WHAT THE TASK REQUIRES: In the entries that follow, find the line containing "Rule S101 was", then output exactly every line from the first through that one.

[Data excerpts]
PR #2300, opened 2019-02-22
 Update S100: Allow two-letter acronyms

### LINKED ISSUE #2290: Update S100: Allow two-letter acronyms
### Description

Rule S101 was updated to allow two-letter acronyms (#174). I think the same should be done with rule S100, with the same justification:

From [Microsofts Capitalization Conventions](https://docs.microsoft.com/en-us/dotnet/standard/design-guidelines/capitalization-conventions)

> A special case is made for two-letter acronyms in which both letters are capitalized, as shown in the following identifier: `IOStream`

Also the message of the analyzer should be corrected (see screenshot). The method name should be in pascal case (instead of camel case):

image

Evangelink:
Fix #2290 

Note that the 2nd commit is a refactoring only commit.


sonaranalyzer-dotnet/src/SonarAnalyzer.CSharp/Rules/ClassAndMethodName.cs
```diff
@@ -33,25 +33,25 @@
...
     [DiagnosticAnalyzer(LanguageNames.CSharp)]
-    [Rule(DiagnosticId_TypeName)]
-    [Rule(DiagnosticId_MethodName)]
+    [Rule(TypeNameDiagnosticId)]
+    [Rule(MethodNameDiagnosticId)]
     public sealed class ClassAndMethodName : SonarDiagnosticAnalyzer
     {
-        internal const string DiagnosticId_MethodName = "S101";
-        internal const string DiagnosticId_TypeName = "S100";
+        internal const string MethodNameDiagnosticId = "S100";
```
Evangelink: Values were inconsistent with RSPEC but...

sonaranalyzer-dotnet/src/SonarAnalyzer.CSharp/Rules/ClassAndMethodName.cs
```diff
@@ -33,25 +33,25 @@
...
+        internal const string TypeNameDiagnosticId = "S101";
 
         private const string MessageFormat = "Rename {0} '{1}' to match camel case naming rules, {2}.";
         internal const string MessageFormatNonUnderscore = "consider using '{0}'";
         internal const string MessageFormatUnderscore = "trim underscores from the name";
 
-        private static readonly DiagnosticDescriptor rule_MethodName =
-            DiagnosticDescriptorBuilder.GetDescriptor(DiagnosticId_TypeName, MessageFormat, RspecStrings.ResourceManager);
+        private static readonly DiagnosticDescriptor methodNameRule =
+            DiagnosticDescriptorBuilder.GetDescriptor(MethodNameDiagnosticId, MessageFormat, RspecStrings.ResourceManager);
```
Evangelink: ...There was a second mismatch here that was making things work properly.

sonaranalyzer-dotnet/src/SonarAnalyzer.CSharp/Rules/ClassAndMethodName.cs
```diff
@@ -33,25 +33,25 @@
...
 
-        private static readonly DiagnosticDescriptor rule_TypeName =
-            DiagnosticDescriptorBuilder.GetDescriptor(DiagnosticId_MethodName, MessageFormat, RspecStrings.ResourceManager);
+        private static readonly DiagnosticDescriptor typeNameRule =
+            DiagnosticDescriptorBuilder.GetDescriptor(TypeNameDiagnosticId, MessageFormat, RspecStrings.ResourceManager);
 
-        public override ImmutableArray<DiagnosticDescriptor> SupportedDiagnostics
-            => ImmutableArray.Create(rule_MethodName, rule_TypeName);
+        public override ImmutableArray<DiagnosticDescriptor> SupportedDiagnostics { get; }
```
Evangelink: Use `{ get; }` to avoid recreating the array every time.

sonaranalyzer-dotnet/src/SonarAnalyzer.CSharp/Rules/ClassAndMethodName.cs
```diff
@@ -254,21 +254,18 @@ private static bool IsMemberNameValid(string identifierName, out string suggesti
...
-            {
-                suggestionToProcess = FirstCharToUpper(input.Substring(1));
-            }
-            else
-            {
-                suggestionToProcess = FirstCharToUpper(input);
-            }
-
-            return SuggestFixedCaseName(suggestionToProcess, maxUppercase);
+                !IsCharUpper(input, 1);
```
duncanp-sonar: Not changed as a result of this refactoring, but checking `!IsCharUpper(input, 1)` seems to be redundant since `input.Length == 1` has alreayd been checked.

duncanp-sonar:
Should the description in the issue refer to "Pascal" case rather than "camel case"?

sonaranalyzer-dotnet/src/SonarAnalyzer.CSharp/Rules/ClassAndMethodName.cs
Evangelink: This class seems really complex for what it is actually doing but I don't think it's a high priority to rewrite it now.

PR #2304, opened 2019-02-26
Update scripts and update rule API version

duncanp-sonar:


scripts/rspec/create-github-issue.ps1
```diff
@@ -33,9 +33,9 @@ $languageMap = @{
 }
 
 # Update the following variable when a new version of rule-api has to be used.
-$rule_api_version = "1.17.0.1017"
+$rule_api_version = "1.22.2.1215"
 $rule_api_error = "Download Rule-api from " + `
-    "'https://repox.sonarsource.com/sonarsource-private-releases/com/sonarsource/rule-api/rule-api/${rule_api_version}' " +`
+    "'https://repox.jfrog.io/repox/sonarsource-private-releases/com/sonarsource/rule-api/rule-api/${rule_api_version}' " +`
```
Evangelink: Why are you not using the environment variable for the first part of the URL?

scripts/rspec/rspec.ps1
```diff
@@ -36,9 +36,9 @@ $ErrorActionPreference = "Stop"
 $RuleTemplateFolder = "${PSScriptRoot}\\rspec-templates"
 
 # Update the following variable when a new version of rule-api has to be used.
-$rule_api_version = "1.22.0.1199"
+$rule_api_version = "1.22.2.1215"
 $rule_api_error = "Download Rule-api from " + `
-    "'https://repox.sonarsource.com/sonarsource-private-releases/com/sonarsource/rule-api/rule-api/${rule_api_version}' " +`
+    "'https://repox.jfrog.io/repox/sonarsource-private-releases/com/sonarsource/rule-api/rule-api/${rule_api_version}' " +`
```
Evangelink: Same here, why are you not using the environment variable for the first part of the URL?

duncanp-sonar: These scripts are run on dev machines so I wouldn't expect the variable to be set.
And the messages are for info only, telling the dev how to manually set up their machine, so I didn't think it was worth parameterising and having to handle the case of the environment variable not being set.

PR #2309, opened 2019-02-27
Fix S3440: FP on properties affectation.

### LINKED ISSUE #2313: Update S3440: Allow property check before assignment
### Description
We get a false positive for Remove this useless conditional.

### Repro steps

In the following example we guard against assigning the same  value to a property with side affects.

According to the documentation:
Properties are excluded from this rule because they could have side effects and removing the check could lead to undesired side effects.

```csharp
namespace WindowsFormsApp3
{
  public class ClassWithProperty
  {
    private string myProperty;

    private void DoIncridibleExpensiveOperationHere(string argument)
    {
      myProperty = argument;
    }

    public string MyProperty
    {
      get
      {
        return myProperty;
      }

      set
      {
        DoIncridibleExpensiveOperationHere(value);
      }
    }
  }

  public class S3440Test
  {
    private readonly ClassWithProperty test = new ClassWithProperty();

    public void ReproduceWarning(string argument)
    {
      if (test.MyProperty != argument) // Remove this useless conditional.
      {
        test.MyProperty = argument;
      }
    }
  }
}
```

### Expected behavior
No warning

### Actual behavior
Warning: Remove this useless conditional.

### Known workarounds
Mark item as false positive

### Related information
SonarC# Version 7.11.0.8083
Visual Studio Version 2017
If running through the Scanner for MSBuild, its version 4.5.0.1761

Reproduced in VS2019 with SonarAnalyzer.CSharp 7.11.0.8083

kvpt:
The rule should ignore property checking before assignment because of possible side effect, but  it's not the case.
The test is wrong, the verification is made for a check and assignment inside a property and not for a check and assignment of a property.

Fix #2313

### DIFF
--- a/sonaranalyzer-dotnet/src/SonarAnalyzer.CSharp/Rules/RedundantConditionalAroundAssignment.cs
+++ b/sonaranalyzer-dotnet/src/SonarAnalyzer.CSharp/Rules/RedundantConditionalAroundAssignment.cs
@@ -47,14 +47,22 @@ namespace SonarAnalyzer.Rules.CSharp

RESULT OF THIS EXERCISE:
PR #2300, opened 2019-02-22
 Update S100: Allow two-letter acronyms

### LINKED ISSUE #2290: Update S100: Allow two-letter acronyms
### Description

Rule S101 was updated to allow two-letter acronyms (#174). I think the same should be done with rule S100, with the same justification:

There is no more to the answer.